霊術の修行を始めてから更に6か月ほど経過し、時空転身の霊術でこの山岳に来てからもう1年の月日が流れている。


エンチャントスキルの霊力制御についてはもう少しかかりそうだが、属性変化については完全にマスターし、エンチャントスキルも実践レベルで使えていると思う。


属性変化の会得だが、火属性ついては蝋燭に火が灯っているイメージを変えずに属性変化させている。春奈も秋斗のイメージを真似て蝋燭に火が灯るイメージを行うことで属性変化を成功している。夏美は秋斗や春奈と違って猛々しく燃える炎をイメージして属性変化をさせていたようだ。どうやら属性に合うイメージであれば問題無いらしい。


火属性以外の属性も同じようなイメージでいけた。水属性は津波をイメージし、雷属性はそのまま雷が落ちた時のイメージだ。風は召喚される前にテレビを見ていた時に天気のニュースでやっていたハリケーンの暴風をイメージした。一番難しかったのは土属性だった。岩とか砂場のイメージをしてみたのだが、上手く属性が変化できなかった。


春奈も秋斗と同じだったようで、最初に全ての属性変化をマスターしていた夏美に何をイメージしたのかを確認すると、土砂崩れをイメージしたよと言っていたので、秋斗と春奈はそれを聞いてイメージしてみると上手く属性変化ができたのだった。


その後、属性変化を会得した秋斗達はエンチャントスキルを発動していく。最初はイメージのしやすかった筋力強化のストレングスから始めたのだが、これはかなり簡単にできた。他の属性変化も同様に多少の時間はかかったりもしたが、問題がなくエンチャントスキルを発動させることに成功していく。


問題があったのはこの後だった。エンチャントスキルを2つ以上発動させることが難しかった。2つ以上の属性をイメージするのが難しかった。風と火の組み合わせや土と水の組み合わせは上手くできたりもあったが、水と火を同時にイメージし、発動させるのが難しかった。リオンから属性の変化は5つの丸を思い描いてそれぞれの丸の中にそれぞれ属性をイメージするのが良いのだそうだ。
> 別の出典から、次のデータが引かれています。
Issue #1942, opened 2022-10-27
Migrate Ruby docs to this repo


chalin:
Contributes to #730. This is the otel.io portion of the work to be done for:

- https://github.com/open-telemetry/opentelemetry-ruby/issues/1395

Tasks:

- [x] Update otel-ruby submodule on website
- [x] Copy `website-docs` content from submodule into `content/en/docs/instrumentation/ruby` (requires replacing the symlink with a real folder)
- [x] Drop the otel-ruby submodule
- [x] Ensure that building the site generates the same site files
- [x] Adjust `github_repo`-related front-matter so that links into GH work once again
- [ ] [CODEOWNERS](https://github.com/open-telemetry/opentelemetry.io/blob/main/.github/CODEOWNERS): grant @open-telemetry/ruby-approvers and @open-telemetry/ruby-contrib-approvers access to the `ruby` docs folder - https://github.com/open-telemetry/opentelemetry.io/pull/1966

PR #1966, opened 2022-11-03
Add ruby docs approvers to relevant section in CODEOWNERS

cartermp:
Resolves https://github.com/open-telemetry/opentelemetry.io/issues/1942


chalin (approved):
Works for me.

(I'm unsure if we want to insist that all language SIGs follow the same or a similar pattern of permitted code owners?)

cartermp:
Heh, not sure either. I am fine with things how they are right now, though.

PR #1971, opened 2022-11-04
Make span kind description softer and closer the the spec

lmolkova:
Spec language is soft in regards to clients/server span relationships:

https://github.com/open-telemetry/opentelemetry-specification/blob/main/specification/trace/api.md#spankind

Server span does not need to have a parent, it could also be that multiple server instrumentations that are not aware of each other create server->server spans. While not ideal, this is a reality.

Client spans can be nested under other client spans.  E.g.  DB ORM creates a client span and the underlying DB driver creates a client span. They are unaware of each other and have no knowledge if they are both enabled in the same application.

### DIFF
--- a/content/en/docs/concepts/signals/traces.md
+++ b/content/en/docs/concepts/signals/traces.md
@@ -326,7 +326,7 @@ back-end that processes spans can now assign a final status.
 
 ### Span Kind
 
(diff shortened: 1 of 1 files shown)


cijothomas (approved):

cartermp (approved):
Thanks!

中々最初はコツがつかめなかったが、次第に上手く属性変化を行うことができた。その後、霊力制御はまだまだではあるがパッシブオールを会得することができたのだった。

そんな感じで秋斗達はエンチャントスキルを会得することができた。パッシブオールを唱えるまだまだ拙いが、これから練度を上げていけばいい。
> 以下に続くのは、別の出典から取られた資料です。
PR #1974, opened 2022-11-07
Add Serverless section with AWS Lambda docs 

samimusallam:
Added a new Serverless section in `content/docs/instrumentation/js/` with AWS Lambda documentation.

One thing to note is that I used Serverless Framework for the deployment section since it makes things a lot easier, and supports other cloud vendors (can be used for Azure docs, etc.). Let me know if it makes sense to keep this in the docs.

### DIFF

そういえば、制御はまだまだだが、エンチャントスキルが使えるようになってからリオンとの模擬戦を一度行ったことがある。いつもはリオンにエンチャントスキルを付与してもらっていたが、今回は自分でエンチャントスキルを使用して模擬戦を行った。


結果としては負けてしまったが、リオンの動きがいつもより良く見えていた。これはいつものようにリオンにスキルを付与してもらっていた時よりも自分でエンチャントスキルを使用しているからだと思う。他人から付与されるよりも自分で付与した方がスキルの効果があると言っていたしな。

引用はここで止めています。